Any cyclist will tell you, a good kit is worth its weight in gold. Comfortable kids stay on the trail longer and are more willing to put it on and get out the door. When we say kit we mean: gloves, jersey and shorts at minimum. Good kits also include, shoes, socks, jackets, face masks/neck gaiters, and helmets can also be included.
Some cyclists make it their life’s mission to have a nicely matching kit head to toe. There’s plenty of time to for your little grom to get kitted out in perfectly matching hues. If they aren’t racing, this isn’t really necessary. Comfortable gloves, shorts and a non-cotton shirt is generally enough to get started and have a good time out on the trail.
Look for added features like extra deep pockets, reflective strips and breathable material. Bright colors and loud designs make your child easy to spot. If it’s all about looking cute, Amazon has some cute cartoon prints.
While I love my triathlon gear (in the above picture), I wouldn’t recommend riding in a sleeveless tank top. I’ve had my fair share of road rash scaring. Scraping rocks and spiky things out of shoulders and chest is painful and avoidable.
However, this particular bike with kids was very slow and easy but hot so I choose carefully and rode accordingly. I do let my kids ride in whatever they want like below when we are on very short easy trips like around our block to pick up our cat or when my eldest is on a chill ride with my youngest.
Biking Shoes for Kids
Crocs and flip flops have caused a lot of unnecessary suffering. Our rule is only solid shoes on real rides. Keens and Vans make great non-bike bike shoes. Flat soles and a bit of stability go a long way.

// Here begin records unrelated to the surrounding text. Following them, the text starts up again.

Issue #3699, opened 2019-11-22
Presence-reporting logic is confused, in overlapping ways


gnprice:
**EDIT**: Title reflects further discussion in thread below. Previous title:

### ~Failing to report presence inactive when put in background~

and original report from before that:

---

###  ~Can report presence active even after in background~

This is potentially one of the causes of #3659: which would mean it's causing people not to get notifications when they should.

It hasn't been confirmed empirically -- that'll be an important step in addressing the issue.

Found from studying the source. As I wrote there:

> > [@ray-kraesig] Or at least that the mobile app should be better about declaring its lack of presence. (We could possibly put something appropriate in `handleAppStateChange`... but there's a `reportPresence` call in there that looks like it's supposed to handle exactly this. )
> 
> Hmm. There is indeed that:
> 
> ```js
>   handleAppStateChange = (state: 'active' | 'background' | 'inactive') => {
>     const { dispatch, unreadCount } = this.props;
>     dispatch(reportPresence(state === 'active'));
> ```
> 
> But then there's also this:
> 
> ```js
> export const doInitialFetch = () => async (dispatch: Dispatch, getState: GetState) => {
>   dispatch(reportPresence());
>   setInterval(() => dispatch(reportPresence()), 60 * 1000);
> ```
> 
> That doesn't know anything about being in the background or not. And the `hasFocus` argument to `reportPresence` defaults to true. So one thing that may be happening is
> 
> * app is put in background
> * `handleAppStateChange` gets called; calls `reportPresence(false)`
> * sometime in the next 60 seconds, the timer set up by `doInitialFetch` fires
>   
>   * ... and the OS hasn't yet totally put us on ice. So it runs, and does effectively `reportPresence(true)`, which tells the server we're active after all.
> 
> So that, at least, seems like straightforwardly a bug.

gnprice:
(If empirically it turns out this *doesn't* seem to happen, then that'll be interesting and it'd be good to understand why. Also that fact may be a fragile one, dependent on facts about the platforms that aren't evident in our code, and might not be stable over time -- in which case it'd be good to adjust the code so that it definitely behaves right even if those external facts change.)

ray-kraesig:
At least on my Android test setup, it's both worse and better than that: the `setInterval()`-triggered `reportPresence` doesn't seem to be firing while the app is inactive... but `handleAppStateChange` isn't kicking off a presence report _at all_.

[...]

Issue #3659, opened 2019-10-21
Notifications not received on Android with app in background


ray-kraesig:
Repro:

1\. Log in to the Android app as User A.
2\. Navigate to the "PMs with User B" screen.
3\. Press the Home button to go directly to the Home screen. *Do not force-quit the app;* at this stage it should still be running in the background.
4\. As User B, quickly send a PM to User A.

No notification will appear on the Android device.

5\. Bring up the app list. Slide Zulip off into oblivion.
6\. As User B, send a PM to User A.

Exactly one notification will (eventually) appear on the Android device, for only the PM sent in step 6.

ray-kraesig:
_N.B._: This may be related to [a note on the Android Pie changelog](https://developer.android.com/about/versions/pie/android-9.0-changes-28#suspended-apps) describing how notifications from "suspended" apps have hitherto been canceled.

If so, I'd expect that on Pie devices the user will receive one notification containing both the step 4 and step 6 PMs. (In that case we'll probably still want some sort of workaround for pre-Pie systems, though.)

gnprice:
Thanks for this report!

I didn't repro this on my phone (Pixel 2 XL, running Android 10 and the current Zulip beta) when we tried earlier today.

I'm not sure if we satisfied this bit, though:
> 4. As User B, quickly send a PM to User A.

How quickly does it seem to need to be to trigger the issue?

ray-kraesig:
> Thanks for this report!
> 
> I didn't repro this on my phone (Pixel 2 XL, running Android 10 and the current Zulip beta) when we tried earlier today.

I don't recall if you had the PMing user's message-list open, though – I think you might have been at the PMs-list page.

(For reference, I tested on a Samsung with Marshmallow. The emulator had similar issues, but I've found in-emulator notifications to be of questionable reliability anyway.)

> I'm not sure if we satisfied this bit, though:
> 
> > 4\. As User B, quickly send a PM to User A.
> 
> How quickly does it seem to need to be to trigger the issue?

I haven't tested this extensively; I've just tried to keep it down to 5s or so.

gnprice:
> I don't recall if you had the PMing user's message-list open, though – I think you might have been at the PMs-list page.

Hmm, yeah.

I just tried again making sure of that step too, though -- so it was steps 1-4 as written above exactly -- and it still didn't reproduce; the notification arrived promptly as usual.

(Same Android 10 device as mentioned above; the app version is 26.11.134.)

[...]

PR #3704, opened 2019-11-26
Presence: Heartbeat

ray-kraesig:
~~Draft PR to centralize presence-reporting code. Not yet suitable for merge due to, at a minimum, the reasons noted in the final commit.~~

This may not be the heartbeat pattern we actually want, but if not, it should be easy to replace.

[edit by @gnprice: Fixes (or moots) #3699 ; part of addressing #3659 .]


ray-kraesig:
Commenting to make it unambiguous that this is no longer a draft PR.

(The exact heartbeat pattern desired is [still under discussion](https://chat.zulip.org/#narrow/stream/243-mobile-team/topic/presence.20and.20notifications), but the structure introduced here isolates that, and should be separately reviewable.)

src/presence/heartbeat.js
```diff
@@ -0,0 +1,61 @@
...
+
+/**
+ * Heartbeat: Perform callbacks at regular intervals.
+ *
+ * While active, calls `callback` with `true` every `milliseconds` milliseconds.
+ * While inactive, does nothing.
+ *
+ * When transitioning between active and inactive states, performs one
+ * additional edge-triggered callback with `true` (if starting) or `false` (if
+ * stopping).
```
gnprice: Per the discussion linked and quoted above, I think we want one of these and not the other.

That probably makes most sense as a separate later commit anyway, though -- trying to make the switch to this implementation as close to NFC as it reasonably can be.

We’ve also had luck with the Merrell Moc especially the Frosty series for winter cycling. We’ve heard rave reviews about the Five Ten Freerider mountain bike shoe.
Clipless pedals are a lot of fun when a rider is ready but not so much when introduced too soon. A rider is ready when they can bunny hop on flats.
There are very few kids who can do this before their shoe size hits closer to adult sizes. That said, Diadora makes an affordable clipless shoes called the X-Phantom which is popular in BMX and cyclocross. Another popular option is the Northwave Hammer Junior.
Whether or not kids should ride clipless is a hotly debated topic in the cycling community. Learning proper bike/body balance is more important the peddling fast, just make sure you are introducing them at the right time.
Cycling Clubs Build Community
A cycling club will help give your family the community to get out there and put some miles on that fancy new kit. Kids don’t have to race to be part of clubs. Coaches offer invaluable insight and advice outside of racing. My girls love bike practice at the local cycling club as well as a local downhill kids club. Neither currently races.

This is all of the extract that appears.